Leaving Nothing Behind

I had just dragged the last plastic shopping bags with fresh provisions from the market along the dusty main drag of Savusavu town, where fancy new office buildings talk of a golden era that will never come, or if it will come at all it will do so for the precious few of a wickedly corrupt cream, who are desperately milking the last drops of dew from the distant shadows of a once tropical paradise. Abandoned and derelict buildings tell the tales of many failures of economically diligent men and women, while crowds of smiling faces on all imaginable shades of brown stage the never-ending human drama of the masses that for better of for worse have to content themselves with shaving a halfway decent living from the leftover crumbs of systematic and systemic exploitation. Their loud and lively happiness speaks volumes about the resilience of the human spirit who refuses to partake in the evilness of its own kind, and squeezes its existence through the narrow slit smack in between the hemispheres of good and bad, where mediocrity and humble obedience grow in well-manicured gardens of virtue and pride.

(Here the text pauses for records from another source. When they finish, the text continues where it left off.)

PR #528, opened 2018-08-15
Update text in CR proposed email

### LINKED ISSUE #487: Change to text in "CR proposed" email
Currently it says:

"The change request for this case has been proposed and is awaiting customer authorisation."

As the email is primarily targeted at the customer, I think it would be friendlier to say:

"A change request for this case has been proposed and is awaiting your authorisation."

Atul9:
closes #487

### DIFF
--- a/app/decorators/change_request_state_transition_decorator.rb
+++ b/app/decorators/change_request_state_transition_decorator.rb
@@ -12,7 +12,7 @@ class ChangeRequestStateTransitionDecorator < ApplicationDecorator
   def text_for_event
     case object.event
     when 'propose'
-      'has been proposed and is awaiting customer authorisation.'
+      'has been proposed and is awaiting your authorisation.'
     when 'decline'
       'has been declined.'
     when 'authorise'
--- a/app/models/slack_notifier.rb
+++ b/app/models/slack_notifier.rb
@@ -104,7 +104,7 @@ class SlackNotifier
     end
 
     def change_request_notification(kase, text, user)
-      text = "The change request for this case #{text}"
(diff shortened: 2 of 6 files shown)


mjtko:
Hi @Atul9,

Thanks for your contribution. Could you sign our [Contributor License Agreement](https://www.clahub.com/agreements/alces-software/alces-flight-center) please? Once that's out of the way we can take a look at merging your feature into our development branch for inclusion in the next release!

Atul9:
@mjtko done, I have signed the CLA.

jamesremuscat:
@mjtko Are you happy that this will use "your" in all scenarios, including the case history feed and our internal Slack notifications?

mjtko:
Ah, good catch.

The "The" to "A" change should stand in all places where it's required -- but only for the "propose" action.

It should say "your" in the email but "customer" in the card on the feed (and, less importanly Slack).

Atul9:
@mjtko I checked the flow the text is used in mailer, card and slack notifier, the change in decorator text gets reflected everywhere. Can you please suggest where to update/change for -- `It should say "your" in the email but "customer" in the card on the feed (and, less importanly Slack)`

mjtko:
@Atul9: can't suggest a simple place for an update, cos it doesn't exist yet! :smile:

Unfortunately, updating the `text_for_update` method alone is insufficient to fix the issue, cos the system needs to use a different value depending on the context it's called from.

mjtko:
@Atul9: thanks again for your contribution.  I'm closing this now as the resolution of #487 will require a few more changes than included in this PR.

My presence in this land of plundered plenty, for once as a bystander, passive but never innocent, was about to come to an end. Alunita, the diligent dinghy, was now stowed upside-down on Aluna’s foredeck, raking its slimy, dirt brown, sludge green belly into the mild afternoon breeze and my good friend Curly took a well-merited break from giving his spacious houseboat of delicate health a tender facelift in preparation of an upcoming major overhaul of its rust-brittle underbelly. A bright yellow and a lipstick red plastic cup served to contain a shot each of Broken Shackle red, a concoction lacking any form of oak complexity and brewed up in the dusty outback somewhere in the vast and lonely expanses of the Australian subcontinent. Up in the air went the cups for a toast to a moment of mutual reminiscent gratitude, looking back along five long months of sharing the grieves and the joys of life’s everyday complexities. In Curly’s case those would fill at least three volumes of a detailed encyclopedia of flamboyancy, were it not for the jittery political sensitivity of his precarious present situation, which to literature’s great misfortune precludes me from delving too far into revealing the delicious drama of this extraordinary character’s bloomy existence.

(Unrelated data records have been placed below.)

PR #548, opened 2018-08-23
Import component data from Benchware

### LINKED ISSUE #481: Asset record / component setup and import refactoring
Placeholder for a 2018.7 work, I need @ColonelPanicks to add more detail ;)

1) Import component lists from a cluster script output (benchware?) 
2) Switch the asset record fields to a single markdown page, holding the benchware output at first

jamesremuscat:
This PR fixes #481 by allowing admins to import a cluster's component data from a Benchware YAML export file. We also completely remove the concept of component types, since we have no reliable automatable way of sourcing this information.

A new entry will appear for admins in a cluster's composition dropdown menu (`Cluster` on the cluster dashboard - indeed, now, on any component or service dashboard too) taking them to a simple form where they can upload the YAML file.

The exact specifics of the import process are best described by the included tests; at a high level it is:

```
for each component in file:
    if component already exists in cluster
        update component info field only
    else
        determine or create correct component group
        create new component in group
```

Also included in the tests is a sample file showing the expected format.

Component groups are identified by their new `unix_name`. Some `unix_name`s may automatically be mapped to a friendly name used for display, else the Unix name is used for new groups - though this can be later overridden by an admin.

Trello: https://trello.com/c/inOzPFzQ/447-import-benchware-yaml-component-definitions


jamesremuscat:
Rebased on latest `develop`.

Issue #525, opened 2018-08-15
Split assignee field into two fields


mjtko:
Replace/split the current assignee field into two fields: assigned engineer and assigned site contact.

Only the assigned engineer and assigned site contact can comment on the case.  Assigned site contact is the creator of the case (if a site contact created the case) or the primary site contact (if an admin created the case).  The assigned engineer is the default for the site, as per #413.

Admins can modify engineer assignment and site contact assignment.

If a site contact with open tickets is changed to be a viewer, primary site contact is assigned.

To discuss:

Can site contacts can modify site contact assignment? (To themselves?)
Should an engineer be able to open/withdraw case comments for all site contacts? (Cope with the case assigned site contact is OOO).

ste78:
Can site contacts can modify site contact assignment? (To themselves?)
- I'd say yes, when they are about to go on holiday and want someone else to takeover etc

Should an engineer be able to open/withdraw case comments for all site contacts? (Cope with the case assigned site contact is OOO).
- nice-to-have

jamesremuscat:
@mjtko With reference to #507 - when the assigned contact of a case is changed, who (if anybody) should get an email notification?

mjtko:
Let's send that one out to everybody.

PR #555, opened 2018-08-30
Add assigned contacts to cases

atoghill:
This PR addresses parts of #525. Case assignment has been split into two, with the current field becoming the `Assigned engineer` and the new field the `Assigned contact`. The assigned contact for a case defaults to the creator of the case, or the primary contact for the site if the case is opened by an admin. These values can both be changed by an admin but contacts may only change the assigned contact for a case.

With these changes only those assigned to a case may comment on it. Meaning that at any given time only the assigned engineer and contact will have permission to comment on the case.

Currently notifications follow the same pattern as the current assignee notifications for both engineer and contact assignee changes. @mjtko @jamesremuscat if you feel they should be handled differently then let me know.

screenshot_2018-08-30 alces flight center

[Trello](https://trello.com/c/TUNb8M8V/445-add-site-assignee-to-cases)


app/views/cases/show.html.erb
```diff
@@ -71,9 +71,24 @@
...
+        <td id="case-engineer-assignment">
+          <%= render 'cases/case_assignment_controls',
+            column: :assignee_id,
+            users: @case.potential_assignees,
+            assignee: @case.assignee
+          %>
+        </td>
+      </tr>
+      <tr style="width: 100%;">
+        <td colspan="2"></td>
```
jamesremuscat: It would be a better use of space to instead expand the "Affected components" cell into the whitespace occupied by this empty cell.

app/views/cases/show.html.erb
```diff
@@ -71,9 +71,24 @@
...
+        <th nowrap>Assigned engineer</th>
+        <td id="case-engineer-assignment">
+          <%= render 'cases/case_assignment_controls',
+            column: :assignee_id,
+            users: @case.potential_assignees,
+            assignee: @case.assignee
+          %>
+        </td>
+      </tr>
+      <tr style="width: 100%;">
```
jamesremuscat: I'm not sure this `style` serves any actual purpose.

app/views/cases/_case_assignment_controls.html.erb
```diff
@@ -1,14 +1,14 @@
...
   <%= form_for @case do |f| %>
     <div class="form-group">
       <div class="input-group">
       <%= f.collection_select(
-            :assignee_id,
-            @case.potential_assignees,
+            column,
+            users,
             :id,
             Proc.new { |a| "#{a.admin? ? '* ' : ''}#{a.name}"},
```
jamesremuscat: We don't need to highlight admins with a `*` now that the list for engineer assignees is exclusively admins.

config/routes.rb
```diff
@@ -154,7 +154,7 @@
     end
 
     resources :clusters, only: :show do
-      cases.call(only: [:show, :create, :index, :new]) do
+      cases.call(only: [:show, :create, :index, :new, :update]) do
```
jamesremuscat: With `:update` added here we don't need to define it a second time in the admin routes block (`routes.rb:87`).

spec/controllers/cases_controller_spec.rb
```diff
@@ -290,7 +290,7 @@ def expect_case_created
 
           expect(flash[:error]).to eq "Error updating support case: tier_level cannot be changed when a case is #{state}"
           kase.reload
-          expect(open_case.tier_level).to eq 2
+          expect(kase.tier_level).to eq 2
```
jamesremuscat: Good spot!

spec/features/case/show_spec.rb
```diff
@@ -99,18 +100,15 @@
...
-      expect(event_cards[5].find('.card-body').text).to match(
+      expect(event_cards[6].find('.card-body').text).to eq('First')
+      expect(event_cards[5].find('.card-body').text).to eq('Second')
+      expect(event_cards[4].find('.card-body').text).to match(
         /Maintenance requested for .* from .* until .* by A Scientist; to proceed this maintenance must be confirmed on the cluster dashboard/
       )
-      expect(event_cards[4].find('.card-body').text).to eq 'Changed time worked from 42m to 2h 3m.'
+      expect(event_cards[3].find('.card-body').text).to eq 'Changed time worked from 42m to 2h 3m.'
 
-      expect(event_cards[3].find('.card-body').text).to eq(
```
jamesremuscat: This was a useful test; please reinstate it.

spec/features/case/show_spec.rb
```diff
@@ -360,74 +358,207 @@
...
+        open_case.reload
+
+        expect(open_case.assignee).to eq(user)
+        expect(emails.count).to eq 1
+        expect(emails[0].parts.first.body.raw_source)
+          .to have_text 'Jerry has been set as the assigned engineer for this case'
+
+      end
+
+      it_behaves_like 'contact assignment controls'
```
jamesremuscat: `include_examples` would be a better semantic choice here (and below).

spec/models/case_spec.rb
```diff
@@ -377,22 +377,22 @@
...
     end
 
-    it 'includes any contact for site of Case' do
-      create(:contact, name: 'some_contact', site: kase.site)
+    it 'does not include any user that is not an admin' do
+      create(:viewer, name: 'some_viewer', site: kase.site)
+      create(:contact, name: 'that_contact', site: kase.site)
 
-      expect(subject).to include('some_contact')
+      expect(subject).not_to include('some_viewer' || 'that_contact')
```
jamesremuscat: This doesn't do what you think! This evaluates `'some_viewer' || 'that_contact'`, which of course is `'some_viewer'`, and then performs the `include` test.

A quick look at the source doc for `include` shows that it accepts multiple arguments and will only pass if all arguments are members of the collection e.g.
```ruby
expect([1,2,3]).to include(2,3) # passes
expect([1,2,3]).to include(2,3,4) # fails
```

app/models/case.rb
```diff
@@ -451,6 +465,26 @@ def maybe_set_default_assignee
...
+          la.user = nil
+          la.save!
+        end
+      end
+    end
+  end
+
   def validates_user_assignment
     return if assignee.nil?
     errors.add(:assignee, 'must belong to this site, or be an admin') unless (assignee.site == site) || assignee.admin?
```
jamesremuscat: This validation needs to be updated, and validation for `contact` added.

app/controllers/cases_controller.rb
```diff
@@ -93,36 +93,13 @@ def create
...
-          mailer_method,
-          kase,
-          old_value,
-          kase.send(field)
-        ).deliver_later
-      end
-
-    end
+    fields_changing = params.require(:case)
+      .permit(current_user.admin? ? ADMIN_UPDATABLE_FIELDS : CONTACT_UPDATABLE_FIELDS)
```
jamesremuscat: I'm still wondering if this might be better as two separate methods (and routes) so that Pundit can deal with permissions in the usual way.

app/decorators/audited/audit_decorator.rb
```diff
@@ -43,7 +43,8 @@ def render_card(date, name, type, text, details, admin_only)
     def assignee_id_text(from, to)
       if from
         if to
-          "Changed the assignee of this case from #{User.find(from).name} to #{User.find(to).name}."
+          "Changed the assigned engineer of this case from #{User.find(from).name}"\
+          " to #{User.find(to).name}."
         else
           "Unassigned this case from #{User.find(from).name}."
```
jamesremuscat: These four `else`y cases should also use the "assigned engineer/contact of this case" form text, since otherwise they're indistinguishable across contacts and engineers (without mouseover-ing the icon).

spec/models/case_spec.rb
```diff
@@ -377,22 +377,22 @@
...
+  describe '#potential_contacts' do
+    subject { kase.potential_contacts.map(&:name) }
+    let(:kase) { create(:case) }
 
-    it 'does not include viewer for site of Case' do
-      create(:viewer, name: 'some_viewer', site: kase.site)
+    it 'includes any contact' do
+      create(:contact, site: kase.site, name: 'some_contact')
 
-      expect(subject).not_to include('some_viewer')
```
jamesremuscat: Asserting that this list only includes contacts, not viewers, would be useful. And I hope it doesn't include "any contact" but just the ones for the relevant site...

atoghill:
Rebased on `develop`

db/migrate/20180831145350_initialise_assigned_contacts_for_open_cases.rb
```diff
@@ -0,0 +1,17 @@
...
+    open_cases.each do |kase|
+      user = kase.user
+
+      if user.admin?
+        kase.contact = kase.site.primary_contact
+      else
+        kase.contact = user
+      end
+
+      kase.save
```
jamesremuscat: @mjtko Just checking you're happy that this initial assignment of site contacts will create a card in the case's event history? It won't generate an email or Slack notification as it normally would.

spec/policies/case_policy_spec.rb
```diff
@@ -9,7 +9,7 @@
     it_behaves_like 'it is available only to editors'
   end
 
-  permissions :close?, :assign?, :resolve?, :set_time? do
+  permissions :close?, :assign_engineer?, :resolve?, :set_time? do
```
jamesremuscat: We should have an equivalent check in the test above for the new `:assign_contact?` permission.

db/migrate/20180831145350_initialise_assigned_contacts_for_open_cases.rb
mjtko: Yup, fine for now.  I have a sneaking suspicion we'll need to revisit what cards are created at case creation time (I think one is/my also be created for assigned components), but it's not high up my priority list atm.

atoghill:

All the pre-departure items are now checked off the list and the only thing left is casting off the lines, that have held Aluna tight and secure to the houseboat and its enormous cyclone-proof mooring that attaches it unwaveringly to the muddy harbor floor. Once that is done Aluna is once again free to roam the ocean and I noisily glide by SV Heartbeat for one more parting wave, where grumpy Gary coughs up one more of his slyly sarcastic lines, and Millie’s bright white smile is partially hidden behind an orange point and shoot digital camera. Next is the Coprashed Marina’s administrative building, with its stylishly renovated façade hiding so well the ruthless expansionist aspirations emerging from the depths of its shady management. Finally, just before the Nakama Creek opens out into the big Savusavu Bay, there is the rundown building that hosts the Waitui Marina. Its contrasting no-nonsense and down-to-earth management style with the friendly and ever-helpful atmosphere is currently being thrown off a cliff by a torment of human pettiness. Once I’ve left behind all these manifestations of a society in serious disarray, and am far enough away from any overpriced piece of maritime real-estate that could be damaged by spontaneous maneuvers reacting to fickle winds, I unbrail Aluna’s mighty main and mizzen sails with a deep breath of relief and pull the little plastic clip out of the engine’s ignition switch, reducing our carbon keel print to the only acceptable level of zero. Well, almost that is, I ever so conveniently overlooked the cooking gas!

lookbacksavusavu

Little ripples start licking Aluna’s hulls and the all too familiar screeching of the autopilot makes it perfectly clear that we are moving away from the comfort of living on land. The decision to set out pretty much jumped on me only a couple days ago, while studying the developing weather patterns of the approaching Southern hemisphere cyclone season. For once all the forecast models seemed to agree. They told the tale of the Subtropical ridge lazily and sturdily planting itself for the whole duration of the forecasts between 25 and 30 degrees all the way from Australia to way beyond the dateline. This promised a calm and quiet journey from Fiji to New Zealand with very light winds, which was just the sort of thing I was looking forward to after our a bit too adventurous trip coming up a half an year ago. There were, as there always are, a small number of hiccups in the rosy picture, the major one being that for the fist couple days the winds would be blowing moderately from South of Southeast, which foretold a wet and bumpy start of the journey. The closer we came to the intended date of departure the clearer it became that the window of opportunity was a very short one, and that already by Sunday the South Pacific Conversion Zone would be closing in on the Fiji Islands, making a departure a very imprudent affair. So Friday it was to be and after schlepping those environmentally hazardous plastic bags through town my last run on solid land was to the austere offices of FRCA, the ominous Fiji Revenue and Customs Agency. There I sat for a good 45 minutes in an air-conditioned meeting room, waiting for the officials to complete the many forms necessary to terminate my stay in the territory of the military usurpers.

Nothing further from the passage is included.